Por ejemplo, todos sabemos que al pan lo venden por kilogramo; entonces es frecuente decir "un cuarto/ medio/ tres cuartos de pan". Eso no funciona para las fracciones distintas que los cuartos. Se dice "quiero seiscientos gramos" y no "seis décimos". De igual manera podrías pedir un cuarto medio o tres cuartos de vino siempre que esté totalmente claro que se habla de fracciones del litro. 

La forma larga sería "un cuarto de litro" y no "un cuarto litro".


----------



## Ludaico

Además, la primera no es correcta porque "un cuarto litro de vino" puede dar a entender que antes hubo un "tercer litro de vino" y un "segundo litro de vino" y un "primer litro de vino".


----------



## Elxenc

Pitt said:


> Hola:
> 
> Que yo sepa es correcto:
> _*Por favor*. Quiero un cuarto de litro de vino._
> 
> Me gustaría saber si estas frases también son posibles:
> _1 Quiero un cuarto litro de vino. _(Correcta pero algo engorrosa/pedante al pedir vino en la bodega, lo digo por lo de un cuarto de litro de vino, será muy gramatical, pero yo lo no pediría así)_
> 2 Quiero un cuarto de vino._ (Ésto es lo que se dice habitualmente, como ya han dicho se sobreentiende que es un cuarto de litro, que es la unidad de medida que mide los líquidos)
> 
> Saludos



Hola:

He añadido a tus frases mis opiniones en rojo para no tener que copiar/repetir las frases. Disculpa
Otra cosa. Yo antepondría, si se usa ese presente, la fórmula habitual de educación: "Por favor".Aunque es lo más frecuente/normal, iniciar una petición así resulta fuerte. En América no creo que lo pidieran de esta forma. Si alguna vez en España se recuperara el subjuntivo -_yo querría, yo quisier_a- para pedir la cosas, quizás otras muchas cosas cambiarían a su vez.

Ejemplo:
"Por favor. Querría  que me pusiera un cuarto de vino embocado"

Saludos


----------



## EduardoGonzalez

¿De verdad usted considera correcto decir _cuarto litro _por _cuarto de litro_?


----------



## Erreconerre

Pitt said:


> Hola:
> 
> Que yo sepa es correcto:
> _Quiero un cuarto de litro de vino._
> 
> Me gustaría saber si estas frases también son posibles:
> _1 Quiero un cuarto litro de vino.
> 2 Quiero un cuarto de vino._
> 
> Saludos



_Un cuarto de litro de vino_ es la cuarta parte de un litro de vino.
Si quieres _Un cuarto litro de vino_ significa que ya tienes tres litros de vino, y ahora quieres uno más para tener cuatro litros de vino; éste último será el cuarto litro de vino.

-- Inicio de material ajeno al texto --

PR #1267, opened 2018-03-23
Ensure a min region length of 1

### LINKED ISSUE #1168: No highlight using outline style when linter reports only line number
@kaste I get underscores with pydocstyle. 

screen shot 2018-03-08 at 17 31 51

This is with stippled_underlines. With outlines it draws nothing at all. You can basically run any py file in SL with pydocstyle to reproduce.

Example pydocstyle (@ master) output (it only reports line numbers):
```
SublimeLinter: #39 linter.py:809: pydocstyle output:
    /var/folders/cp/659wm5bs1pl2kpz8j9jvckrw0000gn/T/tmpf_z1f2.py:1 at module level:
            D100: Missing docstring in public module
    /var/folders/cp/659wm5bs1pl2kpz8j9jvckrw0000gn/T/tmpf_z1f2.py:10 in public class `TooltipController`:
            D101: Missing docstring in public class
    /var/folders/cp/659wm5bs1pl2kpz8j9jvckrw0000gn/T/tmpf_z1f2.py:28 in public class `SublimeLinterLineReportCommand`:
            D101: Missing docstring in public class
    /var/folders/cp/659wm5bs1pl2kpz8j9jvckrw0000gn/T/tmpf_z1f2.py:29 in public method `run`:
            D102: Missing docstring in public method
    /var/folders/cp/659wm5bs1pl2kpz8j9jvckrw0000gn/T/tmpf_z1f2.py:88 in public function `join_msgs`:
            D103: Missing docstring in public function
    /var/folders/cp/659wm5bs1pl2kpz8j9jvckrw0000gn/T/tmpf_z1f2.py:132 in public function `get_current_pos`:
            D103: Missing docstring in public function
```

kaste:
Fixes #1168

### DIFF
--- a/highlight_view.py
+++ b/highlight_view.py
@@ -354,6 +354,10 @@ def prepare_highlights_data(view, linter_name, errors, demote_predicate):
     for error in errors:
         line_start = get_line_start(view, error['line'])
         region = sublime.Region(line_start + error['start'], line_start + error['end'])
+        # Ensure a region length of 1, otherwise we get visual distortion:
+        # outlines are not drawn at all, and underlines get thicker.
+        if len(region) == 0:
+            region.b = region.b + 1
 
         scope = get_scope(**error)
         mark_style = get_mark_style(**error)


braver:
This works, but shouldn't we remove the `no_column_highlights_line` setting now that its reason d'être has been resolved?

kaste:
No, `no_column_highlights_line` is a setting that marks the *whole* line if the linter does not output a `col`. If it is false we mark the first `col`.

_Quiero un cuarto de vino_ puede ser ambiguo porque lo mismo puedes pedir la cuarta parte de un litro de vino que la cuarta parte de un galón de vino o la cuarta parte de un tonel de vino.


----------



## Quique Alfaro

Hola:

*Por acá*, decir que queda *un cuarto litro de vino* en la botella suena de lo más normal.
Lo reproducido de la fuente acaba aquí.